12/11/2025
Background
India’s fight against Tuberculosis (TB) has evolved from the National Tuberculosis (TB) Control Program (NTCP) in 1962 to the current National TB Elimination Program (NTEP), guided by the National Strategic Plan (2020–2025). Despite ambitious goals, TB incidence remains high at 199 cases per lakh, with only a 3% annual reduction, far from the 15% target. Systemic issues, especially in human resources, hamper effective policy implementation. Frontline workers (FWs), crucial to the program, face heavy workloads, inadequate upgradation of training, and limited support, yet their voices are rarely heard. This study uses Lipsky’s Street-Level Bureaucracy (SLB) theory to explore FWs’ challenges under NTEP and offers insights to strengthen India’s TB elimination efforts.
Method
Twenty-three in-depth interviews were conducted with frontline workers (FWs) in the Mumbai Metropolitan Region, a TB hotspot.

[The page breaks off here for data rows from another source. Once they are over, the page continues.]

PR #686, opened 2026-02-17
fix(macOS): proper fix for semaphore leak warning

ajcasagrande:
Proper fix for this:

Screenshot 2026-02-17 at 6 09 58 AM

## Summary by CodeRabbit

* **Bug Fixes**
  * Improved resource cleanup during shutdown to eliminate spurious warnings
  * Enhanced semaphore management in logging and progress UI components for cleaner process termination

### DIFF
--- a/src/aiperf/cli_runner.py
+++ b/src/aiperf/cli_runner.py
@@ -14,8 +14,6 @@ def run_system_controller(
     service_config: ServiceConfig,
 ) -> None:
     """Run the system controller with the given configuration."""
-    # Suppress the resource tracker's "leaked semaphore" warning on shutdown.
-    _suppress_resource_tracker_warnings()
 
     # NOTE: On macOS, when using the Textual UI with multiprocessing, terminal corruption
     # (ASCII garbage, freezing) can occur when mouse events interfere with child processes.
@@ -109,27 +107,3 @@ def run_system_controller(
         raise
     finally:
         logger.debug("AIPerf System exited")
-
-
-def _suppress_resource_tracker_warnings() -> None:
-    """Suppress the resource tracker's "leaked semaphore" warning on shutdown.
-
-    This is because the System Controller calls os._exit() on shutdown, which does not
-    allow for cleanup of the resource tracker semaphores (OS will handle cleanup).
-
-    This MUST be set via env var because the resource tracker runs as a separate daemon
-    process that inherits the environment but NOT Python's in-memory warning filters.
-
-    The message field is left empty because regex patterns are not supported in Python < 3.14.
-    Additionally, `:` in the message breaks field parsing since PYTHONWARNINGS uses `:` as the delimiter.
-    """
-    import os
-
-    _RESOURCE_TRACKER_FILTER = "ignore::UserWarning:multiprocessing.resource_tracker"
-    _existing_warnings = os.environ.get("PYTHONWARNINGS", "")
-    if _RESOURCE_TRACKER_FILTER not in _existing_warnings:
-        os.environ["PYTHONWARNINGS"] = (
-            f"{_existing_warnings},{_RESOURCE_TRACKER_FILTER}"
-            if _existing_warnings
-            else _RESOURCE_TRACKER_FILTER
-        )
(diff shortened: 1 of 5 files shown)


src/aiperf/cli_runner.py
```diff
@@ -107,3 +109,27 @@ def run_system_controller(
         raise
     finally:
         logger.debug("AIPerf System exited")
+
+
+def _suppress_resource_tracker_warnings() -> None:
+    """Suppress the resource tracker's "leaked semaphore" warning on shutdown.
+
+    This is because the System Controller calls os._exit() on shutdown, which does not
+    allow for cleanup of the resource tracker semaphores (OS will handle cleanup).
```
matthewkotila: Is there a way for aiperf to manually clean up the resource tracker semaphores?

Seems like that would be a more appropriate use of the term "proper fix" than just another way to suppress a warning.

ajcasagrande: I can take another look, but from my research, there is no public API to do it. We already call close() on the Queue, but the semaphore objects are at the C-level and can't be reached without hacky private tricks.

Also, even with the private tricks, I was able to get the dashboard one to go away, but not the simple-ui one, which may be the tqdm library, but not sure.

--

I found some options to try while writing this. Will try them out and get back to you.

ajcasagrande: @matthewkotila I have implemented the hacky-ish private attr version. the cleaner options I found regarding calling `del q` and things like that did not work. Only this one will. Confirmed working on all 3 ui-types

matthewkotila: Thanks.

Thinking outside the box here, is this whole situation indicative of a "bug" in third party code?

I'm a little confused how we got in a situation where there's a warning. Were we not following the advised patterns of the third party code?

ajcasagrande: @matthewkotila it is a bit of a hack, and a bit of a calculated trade-off/implementation detail.

In system_controller.py, after all services, the UI, and the log queue have been gracefully stopped, os._exit() is called as the final step. Because aiperf runs 9 services with background tasks, asyncio event loops, and ZMQ sockets, a normal sys.exit() would trigger Python's atexit handlers and finalizers, any one of which could block or deadlock due to lingering threads or ZMQ contexts. os._exit() guarantees immediate, clean termination.

Its the same reasoning behind why we chose to make all sub-processes daemons. 

So the math is simple: clean python only shutdown works 99% of the time and hangs catastrophically the other 1%. Skipping it and using os._exit() works 100% of the time. You pick the option with the better worst case.

ajcasagrande: The problem with `zmq_ctx_term()` isn't just that it might block, it's that when it blocks, you're trapped. It's C code. asyncio can't interrupt it. signal.alarm doesn't work off the main thread. There's no timeout. No escape hatch. You hang forever.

Interviews were audio-recorded, transcribed verbatim, and thematically coded using a deductive approach informed by Lipsky’s Street-Level Bureaucracy (SLB) theory.
Results
Three key themes emerged: (1) TB program-specific contextual challenges, (2) human resource constraints, and (3) leadership support. Consistent with street-level bureaucracy theory, frontline workers, despite the formal constraints of their contractual employment, exercised practical discretion to manage high workloads, adverse working conditions, and limited resources.. Supervisory leadership style influenced worker attitudes, transformational leadership fostered motivation and greater engagement with program activities , whereas transactional leadership was linked to dissatisfaction and program alienation.
Conclusion
Difficult working conditions coupled with resource deficits hinder effective program implementation. However, supervisory leadership significantly shapes FWs’ engagement with program objectives, highlighting its critical role in advancing TB elimination efforts. We recommend improving working conditions for TB health workers by addressing staff shortages, offering risk-based incentives such as paid leave, medical insurance, and nutritional support, and ensuring safer workplaces. Additionally, effective leadership training for District TB Officers, City TB Officers, and Medical Officers, along with recognition and capacity-building for frontline workers such as TB Health Visitors (TBHVs), is crucial.